Bei einer Rede im Parliament sagte Campbell, Landwirtschaft und Fischerei dürften nicht als Nebenthemen behandelt oder nur dann diskutiert werden, wenn eine Krise entstehe. Er räumte ein, dass in den Sektoren Arbeit geleistet worden sei, und würdigte Landwirte, Fischer, Beratungsfachleute, technische Arbeitskräfte und ländliche Gemeinden. Entscheidend sei jedoch, ob die Regierungspolitik das Leben jener, die von Landwirtschaft und Fischerei abhängig sind, spürbar verbessert habe.
Campbell sagte, die verfügbaren Zahlen deuteten auf gravierende Schwächen hin. Er erklärte, Jamaicas Ausgaben für Lebensmittelimporte hätten 2025 bei etwa 1,46 Milliarden US-Dollar gelegen, wobei ein anderes Mitglied eine Zahl von 2 Milliarden US-Dollar genannt habe.
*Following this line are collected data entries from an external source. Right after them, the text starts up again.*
PR #98, opened 2026-05-25
feat(web): one-click copy button on response-viewer code blocks

TeigenZhang:
Adds a one-click **copy** button to every fenced code block in the response viewer.

- Each code block is wrapped in a positioned `.rv-code-wrap` toolbar pinned top-right, **outside** the `<pre>` scroll container so the buttons stay put during horizontal scroll. All blocks get a copy button; ASCII diagrams keep their existing line-wrap toggle alongside it.
- `_copyText()` prefers the async Clipboard API and falls back to a hidden-`textarea` + `execCommand` path, so copy works over plain HTTP too.
- The button shows a 1.5s ✓ / ✕ feedback state after each attempt.

## Test plan

- [x] esbuild parses `app.js` / `styles.css` cleanly
- [x] Verified in the UI: copy button appears on code blocks, copies the raw source, shows ✓ on success (both HTTPS and plain HTTP)

### DIFF
--- a/src/web/public/app.js
+++ b/src/web/public/app.js
@@ -1128,22 +1128,40 @@ class CodemanApp {
         const DIAGRAM_CHAR = /[─-╿▀-▟]/;
         const tmpl = document.createElement('template');
         tmpl.innerHTML = html;
+        // Every fenced code block gets a positioned wrapper with an action
+        // toolbar pinned to its top-right corner. The toolbar lives OUTSIDE the
+        // <pre> scroll container so its buttons stay put during horizontal
+        // scroll. All blocks get a one-click copy button; ASCII diagrams keep
+        // the additional line-wrap toggle.
         tmpl.content.querySelectorAll('pre > code').forEach((code) => {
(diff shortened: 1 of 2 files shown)


Ark0N:
Thank you very much for this — really clean, well-scoped contribution! 🙏

I reviewed it end to end and everything checks out:
- The DOM restructure preserves the existing diagram line-wrap toggle: diagrams keep the `rv-diagram-wrap` class, so the delegated handler's `closest('.rv-diagram-wrap')` / `querySelector('pre.rv-diagram')` still resolve.
- CSS specificity is correct — the new `.rv-code-wrap.rv-diagram-wrap > pre.rv-diagram` rule properly widens the padding reserve to `76px` for the two-button case, and `.rv-code-actions .rv-wrap-toggle { position: static }` neatly re-flows the toggle into the flex toolbar.
- The `execCommand` fallback in `_copyText()` is a nice touch — copy works over plain HTTP (tunnel) too.
- Reusing the `⎘` glyph keeps it visually consistent with the file-preview copy button.

CI is green (Typecheck & Lint). Merging now. Thanks again! 🎉

PR #99, opened 2026-05-25
fix(web): stop auto-sending Ctrl+L from session selection paths

TeigenZhang:
## Symptom

Quickly refreshing the page (or an SSE reconnect firing in quick succession) would sometimes **silently wipe the current conversation** — the active Claude session got cleared with no warning or confirmation.

## Root cause

Claude Code 2.x treats Ctrl+L (`\x0c`) as a two-step "clear conversation" command (first press shows a confirmation prompt, second press clears). The frontend fired `\x0c` from three places to force Ink to redraw stale CUP-positioned frames in the tailed buffer. When a fast page refresh / reconnect ran the same path **twice within Claude's confirmation window**, the first `\x0c` opened the clear prompt and the second `\x0c` confirmed it — destroying the conversation.

## Fix

Removed the `\x0c` sends from:
- `selectSession()` — the main offender, runs on every tab switch & page reload
- `restoreTerminalSize()` — manual "restore size" button
- `sendPendingCtrlL()` — dead code path (`pendingCtrlL` was never populated)

**Trade-off:** occasional stale Ink frame immediately after refresh; the user's first keypress causes Ink to redraw and the artifact vanishes. Losing the conversation silently is far worse than a brief cosmetic glitch.

## Test plan

- [x] esbuild parses `app.js` / `terminal-ui.js` cleanly
- [x] Verified: tab switches / page reloads no longer risk clearing the conversation; transient redraw artifact self-heals on first keypress

### DIFF
--- a/src/web/public/app.js
+++ b/src/web/public/app.js
@@ -2643,19 +2643,15 @@ class CodemanApp {
         });
       }
 
-      // Fire-and-forget resize + Ctrl+L to force Ink redraw.
-      // Tailed buffers accumulate stale CUP-positioned Ink frames that overlap
-      // in the viewport (e.g. duplicate "bypass permissions" bars). Ctrl+L
-      // triggers a full Ink redraw which overwrites all stale frame content.
-      // sendResize may be a no-op if dimensions match, so Ctrl+L is essential.
-      this.sendResize(sessionId).then(() => {
-        if (selectGen !== this._selectGeneration) return;
-        fetch(`/api/sessions/${sessionId}/input`, {
-          method: 'POST',
-          headers: { 'Content-Type': 'application/json' },
-          body: JSON.stringify({ input: '\x0c' })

Als die Government 2016 ihr Amt angetreten habe, habe die Rechnung bei etwa 834 Millionen US-Dollar gelegen, also ungefähr der Hälfte des heutigen Niveaus.
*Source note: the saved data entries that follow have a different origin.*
PR #100, opened 2026-05-31
fix: avoid event-loop stalls from synchronous tmux/ps calls

TeigenZhang:
## Summary

The session manager called `execSync` for tmux mouse-mode and `list-panes` queries on the main thread. Under load (many sessions / agent panes) these synchronous spawns block Node's event loop, stalling SSE broadcasts and PTY I/O.

This converts those calls to async (`execAsync`) and adds a lightweight `event-loop-monitor` utility that samples loop-delay and logs when a stall threshold is exceeded, making future regressions observable.

## Changes
- `tmux-manager.ts`: `enableMouseMode`/`disableMouseMode`/`listPanes` now use `execAsync` instead of `execSync`
- `utils/event-loop-monitor.ts` (new): periodic event-loop delay sampler
- `utils/index.ts`: export the monitor
- `server.ts`: start the monitor on boot

## Test plan
- [x] `tsc --noEmit` passes
- [ ] Observe no main-thread stalls under multi-session load

### DIFF
--- a/src/tmux-manager.ts
+++ b/src/tmux-manager.ts
@@ -1153,19 +1153,23 @@ export class TmuxManager extends EventEmitter implements TerminalMultiplexer {
     }
 
     try {
-      const psOutput = execSync(`ps -o rss=,pcpu= -p ${session.pid} 2>/dev/null || echo "0 0"`, {
-        encoding: 'utf-8',
-        timeout: EXEC_TIMEOUT_MS,
-      }).trim();
+      const psOutput = (
+        await execAsync(`ps -o rss=,pcpu= -p ${session.pid} 2>/dev/null || echo "0 0"`, {
+          encoding: 'utf-8',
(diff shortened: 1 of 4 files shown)


Ark0N:
Thank you as always for contributing, @TeigenZhang! 🙏

Reviewed and verified locally on the PR branch:
- ✅ `tsc --noEmit` clean
- ✅ `npm run lint` clean
- ✅ `npm run format:check` clean
- ✅ `npm run build` (esbuild) succeeds
- ✅ All internal callers of `listPanes`/`enableMouseMode`/`disableMouseMode`/`syncMouseMode` updated to `await`; no external callers left unhandled

Great catch on the blocking `execSync` calls stalling the event loop under multi-session load — and the `event-loop-monitor` is a nice touch for making future regressions observable. Merging now.

PR #3471, opened 2019-04-10
Bump python version in CI from 3.6 -> 3.7

nehaljwani:

### DIFF
--- a/.travis.yml
+++ b/.travis.yml
@@ -1,8 +1,8 @@
-os: linux
+dist: xenial
 language: python
 python:
   - 2.7
-  - 3.6
+  - 3.7
 env:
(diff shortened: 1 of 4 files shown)


nehaljwani:
Can't use 3.7 on travis without switching to xenial. https://github.com/travis-ci/travis-ci/issues/9815

msarahan:
Is there anything blocking us updating to xenial?  I don't know of any reason not to.

msarahan:
The skip_build_id stuff is stuff that I changed to try to work around an infinite recursion problem that I hit with c3i.  It's fine to change this here, but we may need to revisit it in the future if we hit the infinite recursion problem again.

PR #3472, opened 2019-04-10
Introduce conda_build.config.get_channel_urls()

### LINKED ISSUE #3433: Conda-debug fails with local requirements
### Actual Behavior

Whenever a recipe has a build or host requirement on a locally build package, `conda-debug` fails with the error message

```
conda_build.exceptions.DependencyNeedsBuildingError: 
    Unsatisfiable dependencies for platform [...]: {'<name of dependency>'}
```

### Expected Behavior

Since `conda-build` works perfectly fine in these case, I expected `conda-debug` to also work.

### Steps to Reproduce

Er sagte außerdem, die Agrarexporte hätten sich in die falsche Richtung entwickelt und seien von rund 288 Millionen US-Dollar im Jahr 2024 auf 278 Millionen US-Dollar im Jahr 2025 gesunken. Auf dieser Grundlage, argumentierte Campbell, importiere Jamaica nun Lebensmittel im Wert von etwa 5 US-Dollar für jeden 1 US-Dollar, der mit Agrarexporten verdient werde.
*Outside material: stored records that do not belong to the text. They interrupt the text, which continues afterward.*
PR #3474, opened 2019-04-12
indexing creates repodata_from_packages.json file

jjhelmus:
When conda index is run `repodata_from_packages.json` and `repodata_from_packages.json.bz2 files` are created that contain the un-patched metadata as it appears in the packages. This information is helpful when determining what packages need to be extracted to obtain their metadata and which can used the cached metadata. Additionally, these files are helpful when writing and checking repodata hotfixes.

I welcome suggestions for alternative names for these files, `repodata_from_packages` is the first idea that popped into my head.


msarahan:
Merged with master to bring in newline normalization especially.  @jjhelmus please be sure to update your local notion of "master" to pick that up.  Your PR had awkward windows newlines, presumably from stuff that my windows computer originally introduced.  I think we've ironed that all out now, but we all need to be careful to not reintroduce it.

PR #3483, opened 2019-04-20
Fix rendering fails if package/build not at top

epruesse:
The regular expression used in `metadata.MetaData.extract_package_and_build_text()` stalls with no characters consumed if the recipe starts with any of the excluded sections (e.g. `about:`). The result is then empty and api.render() raises an exception.

The regex also did not exclude the `source` section, leading to longer fragments than expected.

Honestly, I'm not sure the regex parsing is such a good idea - pretty hard to read and fragile. This bug looks like a copy/paste error from `extract_source_text` that "kind of worked" the way recipes are "commonly written".


epruesse:
Signing the CLA is difficult. I can give license under BSD or similar, or we can just take the few characters changed as "below the line for copyrightable". If in doubt, just take it as free advice and make a PR on your own.

PR #3490, opened 2019-05-01
[RFC] Add support for signing repodata

nehaljwani:
This is a draft, don't merge yet.

### DIFF
--- a/conda_build/cli/main_index.py
+++ b/conda_build/cli/main_index.py
@@ -66,6 +66,23 @@ def parse_args(args):
         action="store_true",
         dest="convert_if_not_present"
     )
+    p.add_argument(
+        "--gpg-sign",
+        help="Sign artifacts using GPG",
+        action="store_true",
+        dest="gpg_sign"
+    )
+    p.add_argument(
+        "--gpg-tool",
+        help="GPG program used to sign artifacts",
+        default="gpg",
+        dest="gpg_tool"
+    )
+    p.add_argument(
+        "--gpg-identity",
+        help="GPG identity used to sign artifacts",
+        dest="gpg_identity"
+    )
 
     args = p.parse_args(args)
     return p, args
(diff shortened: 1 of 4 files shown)


conda_build/utils.py
```diff
@@ -1768,3 +1768,38 @@ def sha256_checksum(filename, buffersize=65536):
         for block in iter(lambda: f.read(buffersize), b''):
             sha256.update(block)
     return sha256.hexdigest()
+
+
+class GPGWrapper(object):
```
nehaljwani: This will be eventually be used by Conda, CB and CPH. So, this should ideally go into cph.utils

conda_build/index.py
```diff
@@ -934,6 +936,13 @@ def index(self, patch_generator, hotfix_source_repo=None, verbose=False, progres
                 self._write_channeldata_rss(channel_data, package_mtimes, hotfix_source_repo)
                 self._write_channeldata(channel_data)
 
+                # Step 8. Sign the repodata
+                if gpg_wrapper:
+                    for subdir in subdirs:
+                        for _file in ["repodata.json.bz2", "repodata.json", "repodata2.json"]:
```
nehaljwani: I couldn't find any easy way to iterate over all the repodata files. Hence the hardcoding.

conda_build/cli/main_index.py
```diff
@@ -66,6 +66,23 @@ def parse_args(args):
...
+        "--gpg-tool",
+        help="GPG program used to sign artifacts",
+        default="gpg",
+        dest="gpg_tool"
+    )
+    p.add_argument(
+        "--gpg-identity",
+        help="GPG identity used to sign artifacts",
+        dest="gpg_identity"
+    )
```
nehaljwani: The argument options are similar to the 'twine' utility, but with slightly modified names.

PR #3500, opened 2019-05-10
implement new format indexing in its own repodata section

msarahan:
Sister PR to https://github.com/conda/conda/pull/8639

PR #3502, opened 2019-05-13
new .conda handling.  "current_repodata.json"

msarahan:
current_repodata.json is a subset of repodata.json.  It has only the most recent versions of packages in it.  It tries to include older packages where necessary to ensure satisfiability.  It can also use a file like conda_build_config.yaml to pull in more than one class of package (like python 2.7, 3.6, 3.7).

This PR includes and supersedes #3500


conda_build/api.py
```diff
@@ -378,22 +378,28 @@ def create_metapackage(name, version, entry_points=(), build_string=None, build_
...
-    from .conda_interface import PY3
+    from .conda_interface import PY3, string_types
     from conda_build.index import update_index
     from conda_build.utils import ensure_list
     dir_paths = [os.path.abspath(path) for path in _ensure_list(dir_paths)]
     # Don't use byte strings in Python 2
     if not PY3:
         dir_paths = [path.decode(getpreferredencoding()) for path in dir_paths]
 
+    if current_index_versions and isinstance(current_index_versions, string_types):
```
nehaljwani: Is the first condition needed? Unless I am missing something, `isinstance()` should on `NoneType` too.

conda_build/cli/main_index.py
```diff
@@ -60,11 +60,23 @@ def parse_args(args):
         "--no-progress", help="Hide progress bars", action="store_false", dest="progress"
     )
     p.add_argument(
-        "--convert",
```
nehaljwani: Is the removal of the `--convert` option intentional?

conda_build/index.py
```diff
@@ -37,11 +38,16 @@
 import libarchive
 import conda_package_handling.api
 
+#  BAD BAD BAD - conda internals
+from conda.core.subdir_data import SubdirData
+from conda.models.channel import Channel
```
nehaljwani: Shouldn't these also come via `conda_build.conda_interface`?

conda_build/cli/main_index.py
msarahan: Yeah, I think that's better done as an explicit step with CPH.  No reason to include it here.

conda_build/index.py
msarahan: Definitely, but they're not current exposed in conda's exports.  It's really bad, and this needs a better way to do things without reaching into conda's internals.  I'm not sure it should block this PR and 3.18.0, though.

conda_build/api.py
msarahan: I think you're right

PR #3506, opened 2019-05-15
Replace stdlib glob with utils.glob

### LINKED ISSUE #3504: test/source_files recursive glob doesn't work
The following recipe snippet doesn't work as I expect:
```yaml
test:
  source_files:
    - tests/**/*.py
```
Namely, it doesn't find the files of the form `tests/test_something.py`, but does find files similar to `tests/subdir/test_somethingelse.py`.

This is because the code in question, https://github.com/conda/conda-build/blob/63b1f0b98cfdff96e389e5015ba72b67ba06cc22/conda_build/build.py#L396
uses the stdlib glob (without recursion):
https://github.com/conda/conda-build/blob/63b1f0b98cfdff96e389e5015ba72b67ba06cc22/conda_build/build.py#L8
There's a PR that introduced glob2 (#2146) but that somehow overlooked the above line.

I myself am bit hesitant to write a PR that simply changes the above import to glob2 since it also touches other glob statements in `build.py`. Hence this issue.

As a side note, there's a generic `glob` definition in `conda-build/conda_build/utils.py` that turns recursion on by default. But using that won't work for Python < 3.5 since glob recursion was introduced in the stdlib in 3.5.

teake:
The stdlib glob doesn't use recursion (`**`) by default, but utils.glob
does. Note that `**` is only supported since Python 3.5, but since
anything older is already EOL (and because we fall back on glob2 for
Python 2) this isn't a problem.

Closes #3504.

### DIFF
--- a/conda_build/build.py
+++ b/conda_build/build.py
@@ -5,7 +5,6 @@ from __future__ import absolute_import, division, print_function
 
 from collections import deque, OrderedDict
 import fnmatch
-from glob import glob
 import io
 import json
 import os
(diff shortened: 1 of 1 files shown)


msarahan:
Thanks!

PR #3512, opened 2019-05-18
Speed up fix post

mingwandroid:


msarahan:
Merging as a moderate improvement, but we still have a major speed problem.  We'll work on that soon.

Campbell sagte, diese Zahlen müssten politische Entscheidungsträger beunruhigen, angesichts von Jamaicas fruchtbarem Land, seiner landwirtschaftlichen Geschichte und den Anstrengungen Tausender Landwirte. Öffentliches Lob für den Sektor bedeute wenig, wenn die Importkosten weiter stiegen, während die Exporterlöse zurückgingen.
Er sagte, Jamaicas Abhängigkeit von importierten Lebensmitteln und landwirtschaftlichen Betriebsmitteln mache das Land anfällig für globale Preisschocks, Störungen der Lieferketten, Währungsdruck und internationale Ereignisse, darunter den Iran-Israel-Konflikt. Campbell forderte die Government auf, Produkte zu benennen, die lokal angebaut oder ersetzt werden können, und die heimische Produktion durch gezielte politische Maßnahmen auszuweiten.
Zu den von ihm hervorgehobenen Bereichen gehörten die lokale Futtermittelproduktion und die Unterstützung für Kulturen wie Maniok, Süßkartoffel, Brotfrucht, Zwiebeln, Irish Potato und Sorghum sowie Anreize für Landwirte, die vorrangige Rohstoffe produzieren.
Übernommen von Jamaica PNP (Video) · ursprünglich veröffentlicht am .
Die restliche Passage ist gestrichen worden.